Section: Fast and Simple Recipes for Busy Days

Egg roll bowls bring together ground pork, shredded cabbage, carrots, and onion, all sizzled with garlic and ginger in a single pan. Everything gets tossed in soy sauce, sriracha, and sesame oil for an irresistible balance of savory, spicy, and nutty notes. Garnished with sliced scallions and toasted sesame seeds, each bite delivers crunch and flavor that satisfy cravings. Customizable with your favorite proteins or veggies, this meal is meal-prep friendly and perfect for quick lunches or weeknight dinners. Prepping ahead is easy, and leftovers keep well for up to three days.
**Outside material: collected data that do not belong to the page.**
PR #301, opened 2019-08-15
fix #300

### LINKED ISSUE #300: gradient gives nothing when parameters are inside a tuple of struct
MWE:

```jl
using Zygote

struct Linear{T}
    ps::Tuple{Matrix{T}, Vector{T}}
end

(l::Linear)(x) = l.ps[1] * x .+ l.ps[2]

l = Linear((rand(10, 10), rand(10)))

x = rand(10)
gs = gradient(()->sum(l(x)), Params([l.ps...]))

gs[l.ps[1]] # nothing
```

Roger-luo:


Roger-luo:
I'm not sure where to add a test for this tho.

Roger-luo:
@MikeInnes any chance to review it? I think the CI fails because some other reason.

MikeInnes:
Thanks a lot for fixing this! It'd be great if you could tweak it to apply `accum_param` when using `getproperty` on a tuple, though, analogous to how we do this for structs. (This patch makes it looks like the tuple itself is the parameter being accumulated, which gets the job done here but could fail in other cases).

Roger-luo:
Like this? @MikeInnes

cossio:
Merge?

MikeInnes:
Thanks!

PR #307, opened 2019-08-19
Pin IRTools version

mohamed82008:
The latest IRTools causes errors when loading `Zygote`. This PR tries to fix this.


MikeInnes:
Thanks for the effort -- but it would be best to add this to the `compat` section for the current version in the registry. In the mean time I'll just make the quick patch so this isn't an issue.

MikeInnes:
Thanks for sending this – Zygote is now up to date with IRTools master.

Issue #303, opened 2019-08-18
Support for tuple and function argument destructuring


oschulz:
Named tuples are really useful to pass around structured parameter sets, etc. Currently, this works:

```julia
using Zygote

function foo(x::NamedTuple{(:a, :b)})
    a, b = x.a, x.b
    a + b
end

foo((a = 1, b = 2))
gradient(foo, (a = 1, b = 2))
```

but using tuple de-structuring

```julia
function bar(x::NamedTuple{(:a, :b)})
    a, b = x
    a + b
end

bar((a = 1, b = 2))
gradient(bar, (a = 1, b = 2))
```

or function argument de-structuring (*so* convenient when passing structured parameters, esp. with @tpapp's `EponymTuples.@eponymargs`)

```julia
function baz((a, b)::NamedTuple{(:a, :b)})
    a + b
end

baz((a = 1, b = 2))
gradient(baz, (a = 1, b = 2))
```

results in 

```
ERROR: Non-differentiable function getfield
```

Would it be possible to support tuple and function argument destructuring?

unrealwill:
Hello, 

You can try defining the adjoint in your code.

The following works for the simple cases, (not tested with nested tuples, or performance). 

```
using Zygote:@adjoint

@adjoint function getfield( t::NamedTuple{N,T}, d ) where {N,T}
return getfield(t,d), Δ -> ( NamedTuple{N,T}(Tuple( i==d ? Δ : zero( typeof(t[i])) for i in 1:length(N) ) ) ,nothing)
end
```

```
function baz( (a, b) )
    a + b*b
end
baz((a = 1.0, b = 3.0))
g = gradient(baz, (a = 1.0, b = 3.0))
println( "g : ")
println( g )
```

> g : 
> ((a = 1.0, b = 6.0),)

oschulz:
Thanks, @unrealwill ! This would kinda lead to type piracy though, if I do it in a  package, right? Could Zygote include a generic version of this at some point?

unrealwill:
@oschulz I share the point of view that the place for this kind of code is inside the Zygote library.
 
Additionally, there are probably edge cases to take into consideration. 
For example the case where the gradient is independent of the parameter. In my above code, I returned zero. But it's probably not consistent with the rest of Zygote, which returns a nothing instead of a zero. I'm not quite sure about the convention.

willtebbutt:
> Could Zygote include a generic version of this at some point?

[...]

PR #308, opened 2019-08-21
NamedTuple destructuring case #303

unrealwill:
Allow the gradient to be computed properly when destructuring NamedTuple

Tested, and type-stable checked with @code_warntype

See case #303 for more info


MikeInnes:
Good to have this fix, but can you mention why this didn't work previously, and why we need a custom `getfield` to fix it? Also, does this still work for tuple deconstruction?

PR #310, opened 2019-08-21
add adjoint for var and std

chengchingwen:


src/lib/array.jl
```diff
@@ -201,6 +201,21 @@ end
 _backmean(xs, Δ, ::Colon) = zero(xs) .+ Δ ./ length(xs)
 _backmean(xs, Δ, dims) = zero(xs) .+ Δ ./ mapreduce(i -> size(xs,i),*,dims)
 
+@adjoint function Statistics.var(xs::AbstractArray; corrected::Bool=true, mean=nothing, dims=:)
+    return Statistics.var(xs; corrected=corrected, mean=mean, dims=dims), Δ -> _backvar(xs, Δ, corrected, mean, dims)
```
MikeInnes: I'm curious why you haven't done `mean = mean(xs)` here. It seems like that'd save some duplicate work.

chengchingwen: You are right! I forgot I can do that

chengchingwen: updated

chengchingwen:
Bump

MikeInnes:
Thanks!

PR #315, opened 2019-08-28
correct forward of push! pop! etc

oxinabox:


vchuravy:
Would probably be good to add a test.

ToucheSir:
This was addressed by another PR at some point, see https://github.com/FluxML/Zygote.jl/blob/60f53e709d8b5bc052a20fb4fcf0228004aa4723/src/lib/array.jl#L77 :)

PR #328, opened 2019-09-13
Explain relationship of Zygote's complex gradients with the Wirtinger calculus

simeonschaub:
I was confused quite a bit at first about how Zygote handles complex gradients, and this wasn't quite as obvious from the documentation. This also came up in the development of `ChainRules.jl`.


Krastanov:
The history of the current phrasing is explained here (as a reference when considering this PR) https://github.com/FluxML/Zygote.jl/issues/29

simeonschaub:
@MikeInnes Would you mind reviewing this?

docs/src/adjoints.md
```diff
@@ -56,7 +56,7 @@ julia> mygradient(sin, 0.5)
...
+If ``x`` and ``y`` are vectors, ``\frac{\partial y}{\partial x}`` becomes a Jacobian. Importantly, because we are implementing reverse mode we actually left-multiply the Jacobian, i.e. `v'J`, rather than the more usual `J*v`. Transposing `v` to a row vector and back `(v'J)'` is equivalent to `J'v` so our gradient rules actually implement the *adjoint* of the Jacobian. This is relevant even for scalar code: the adjoint for `y = sin(x)` is `x̄ = ȳ*cos(x)'`; the conjugation is usually moot but gives the correct behaviour for complex code, if `y(x)` is holomorphic. "Pullbacks" are therefore sometimes called "vector-Jacobian products" (VJPs), and we refer to the reverse mode rules themselves as "adjoints".
```
MikeInnes: Is there an intentional change here? If not, best to remove it from the diff.

docs/src/complex.md
```diff
@@ -2,7 +2,7 @@
 
 Complex numbers add some difficulty to the idea of a "gradient". To talk about `gradient(f, x)` here we need to talk a bit more about `f`.
 
-If `f` returns a real number, things are fairly straightforward. For ``c = x + yi`` and  ``z = f(c)``, we can define the adjoint ``\bar c = \frac{\partial z}{\partial x} + \frac{\partial z}{\partial y}i = \bar x + \bar y i`` (note that ``\bar c`` means gradient, and ``c'`` means conjugate). It's exactly as if the complex number were just a pair of reals `(re, im)`. This works out of the box.
+If `f` returns a real number, things are fairly straightforward. For ``c = x + yi`` and  ``z = f(c)``, we can define the adjoint ``\bar c = \frac{\partial z}{\partial x} + \frac{\partial z}{\partial y}i = \bar x + \bar y i`` (note that ``\bar c`` means gradient, and ``c^*`` means conjugate). It's exactly as if the complex number were just a pair of reals `(re, im)`. This works out of the box.
```
MikeInnes: We should stick with `c'` consistently here, because that's what Julia uses (and it's used in a bunch of other places on this page). If we're using `c*` elsewhere we can change that.

docs/src/adjoints.md
simeonschaub: Yes, I think GitHub just can't handle such long lines. See [here](https://www.diffchecker.com/Gs0z9iqs).

docs/src/complex.md
simeonschaub: It just felt a little bit weird to me, to use `\overline` for derivatives and `'` for the complex conjugate in mathematical notation. `^*` very commonly refers to just the complex conjugate in physics, so it felt more natural here and less confusing. Of course, I left it in snippets that are actual Julia code.

docs/src/adjoints.md
MikeInnes: The original wording was a bit unclear, but this gives the correct result for complex code _in general_, not just the holomorphic case (it is redundant for real code). The adjoint is causes us to get back complex sensitivities (otherwise the output would be the conjugate of the sensitivity).

simeonschaub: It is still unclear to me, what you would be conjugating in the non-holomorphic case, since the complex derivative doesn't exist in this case.

docs/src/complex.md
```diff
@@ -56,3 +56,40 @@ julia> wirtinger(x -> 3x^2 + 2x + 1, 1+2im)
 julia> wirtinger(x -> abs2(x), 1+2im)
 (1.0 - 2.0im, 1.0 + 2.0im)
 ```
+
+The gradient definition Zygote uses can also be expressed in terms of the [Wirtinger calculus](https://en.wikipedia.org/wiki/Wirtinger_derivatives) using the operators ``\frac{\partial}{\partial z}`` and ``\frac{\partial}{\partial z^*}``:
+
+```math
+f: \mathbb{C} \rightarrow \mathbb{R}, \qquad
```
MikeInnes: Don't you mean C->C here? The below references `Re(f)` and `f*`.

docs/src/complex.md
```diff
@@ -56,3 +56,40 @@ julia> wirtinger(x -> 3x^2 + 2x + 1, 1+2im)
...
+    &= \frac{\partial (f \circ w)}{\partial z^*} + \left(\frac{\partial (f \circ w)}{\partial z}\right)^{\!*}
+    = \frac{\partial f}{\partial w} \frac{\partial w}{\partial z^*}
+        + \frac{\partial f}{\partial w^*} \frac{\partial w^*}{\partial z^*}
+        + \left( \frac{\partial f}{\partial w} \frac{\partial w}{\partial z}
+        + \frac{\partial f}{\partial w^*} \frac{\partial w^*}{\partial z} \right)^{\!*} \\
+    &= \left[ \frac{\partial f}{\partial w^*} + \left( \frac{\partial f}{\partial w} \right)^{\!*} \right]
+        \left( \frac{\partial w}{\partial z} \right)^{\!*}
+    = \overline{f} \cdot \left( \frac{\partial w}{\partial z} \right)^{\!*}
+    \qquad \text{if $w(z)$ holomorphic} \Leftrightarrow \frac{\partial w}{\partial z^*} = 0
+\end{align*}
```
MikeInnes: I basically see what the above section is saying (though it might be nice to have an implementation in code for the sake of precision/clarity). This section strikes me as confusing though; a big equation dump there and while I'm sure it's all correct, I'm not sure what it's trying to get across.

docs/src/complex.md
simeonschaub: It is C->R, but since `f` is real, I'm using `f = Re(f) = f*` here, to express this in terms of the Wirtinger derivatives

docs/src/complex.md
MikeInnes: Fair, but then we should mention the `'` notation as well. Might be better to have a note on it in context, rather than trying to get it into this paragraph.

docs/src/adjoints.md
MikeInnes: Individual pullbacks don't (and can't) know whether the function as a whole is holomorphic, which is a global property, and don't ever see complex derivatives. They _only_ work with sensitivities, as we define them, and taking the adjoint is correct for sensitivities.

docs/src/complex.md
simeonschaub: I can try explaining this a bit better in words. I'm trying to give the mathematical reason here, why we need to take the complex conjugate of the derivative in pullbacks.

docs/src/adjoints.md
simeonschaub: I probably should have clarified: I am only talking about the partial function being holomorphic. So if we're defining the pullback for `exp`, for example, we can express the partial derivative of `exp` as a complex derivative. We can't do that for `abs2`, for example. Is there anywhere, where the term `sensitivity` is mathematically defined? In my understanding, it is a vector, you pass to a differential form, so it basically specifies the linear combination of partial derivatives. If we're only limiting ourselves to scalars, this would just be the partial derivative of the output with respect to the current function in the chain.

docs/src/complex.md
simeonschaub: Where exactly are you talking about?

docs/src/adjoints.md
MikeInnes: Ok, that's fair, but still an edge case (and even then, we still have the adjoint of the linear map, it's just expressed differently). These specific docs are a reference for adjoints rather than complex AD and I'd rather not overload people with the vagaries of that before they've gotten started with the real part :) So ideally this should just mention briefly that adjoints are generally relevant for complex AD, and have a link to the other docs for more detail.

docs/src/complex.md
MikeInnes: as in, we can clarify the notation when it's first used, rather than trying to define everything in a parenthetical.

docs/src/adjoints.md
simeonschaub: Ok, sounds like a good idea

docs/src/complex.md
simeonschaub: Ok, will do

simeonschaub:
Sorry, it took me so long to implement these changes. I hope that's better now.

CarloLucibello:
closing as outdated

PR #1452, opened 2023-09-01
Mark AbstractFFT test broken

ToucheSir:
Having to look through every CI job to see if the failures are known is laborious. The Test stdlib gives us a way to automate this, so let's use it.


gaurav-arya:
FYI that there isn't a clear timeline for when AbstractFFTs will get its next release, so if you'd like to fix the Zygote CI without waiting on it I'd recommend just merging this, we can always change it back later

ToucheSir:
Thanks for the heads up. I think this PR is good to go then.

CarloLucibello (approved):

Issue #1450, opened 2023-08-30
ERROR: try/catch is not supported error when computing gradient of gradients on CUDA array


FerreolS:
Hi,
I'm trying to implement a gradient penalty with Lux. It is fine on CPU but raise a "try/catch" error on GPU (CUDA). It is seems to be linked to [the try catch here]( https://github.com/FluxML/Zygote.jl/blob/d4562e330d588cb986604bb4f1942bf9fca8ecc5/src/compiler/interface2.jl#L27C10-L27C10 ) but I'm not able to figure out what could be the problem.

```julia
using Zygote, Lux,LuxCUDA,Random,CUDA, cuDNN
function mwe(dev)
	rng = Random.default_rng()
	D = Dense(5,1, relu)
	ps, st = Lux.setup(rng, D) |> dev
	x = rand(5, 2) |> dev
	g(ps) = sum(abs2,only(gradient(x -> sum(first(D(x,ps,st))),x)))
	gradient(x->g(x),ps)
end
```

```julia
(@v1.9) pkg> status Lux, Zygote, LuxCUDA
Status `~/.julia/environments/v1.9/Project.toml`
  [b2108857] Lux v0.5.3
  [d0bbae9a] LuxCUDA v0.3.0
  [e88e6eb3] Zygote v0.6.63

julia> mwe(cpu_device())

((layer_1 = (weight = Float32[0.7818906 3.0653906 … 1.399884 -0.26843658; 0.0059568123 0.023353593 … 0.010664978 -0.0020450768; 0.47049373 1.8445637 … 0.8423642 -0.16152865], bias = Float32[0.0; 0.0; 0.0;;]), layer_2 = (weight = Float32[5.04391 -0.035778362 2.7771542], bias = nothing)),)

julia> mwe(gpu_device())
ERROR: try/catch is not supported.
Refer to the Zygote documentation for fixes.
https://fluxml.ai/Zygote.jl/latest/limitations

Stacktrace:
  [1] error(s::String)
    @ Base ./error.jl:35
  [2] instrument(ir::IRTools.Inner.IR)
    @ Zygote ~/.julia/packages/Zygote/4rucm/src/compiler/reverse.jl:128
  [3] #Primal#31
    @ ~/.julia/packages/Zygote/4rucm/src/compiler/reverse.jl:227 [inlined]
  [4] Primal
    @ ~/.julia/packages/Zygote/4rucm/src/compiler/reverse.jl:226 [inlined]
[...]

PR #1328, opened 2022-11-10
Excise getindex adjoint

ToucheSir:
We have a better rule in Chainrules now. 

Draft for now because I suspect downstream CI will have something to say about this. If it works though, would fix #820 and #1327.

### PR Checklist

- [ ] Tests are added (do we want any of the tests from #944?)

PR #1453, opened 2023-09-01
Remove redundant sum() rules

ToucheSir:
The pullback is non-differentiable, which messes with nested AD (https://github.com/FluxML/Zygote.jl/issues/1450). It's also not clear to me why this rule still exists when ChainRules has a seemingly GPU-compatible one. Let's see what CI says.

### PR Checklist

- ~~Tests are added~~
- ~~Documentation, if applicable~~


mcabbott:
I thought this existed in order to opt-out of the Zygote rule for sum which makes a FillArray. 
```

Luna chef wearing a white shirt.
Published By Luna
Updated as of Thu, 23 Oct 2025 01:14:14 GMT
A bowl of meat and vegetables. Bookmark
A bowl of meat and vegetables. | foodbymary.com

When I am craving the crunch and savory flavors of classic egg rolls but want something more satisfying and effortless for lunch or dinner, these egg roll bowls are my answer. All the beloved takeout tastes are here but in a hearty and comforting bowl. This speedy recipe not only delivers big flavor in minimum time but lets you truly customize each bite for what you are craving that day.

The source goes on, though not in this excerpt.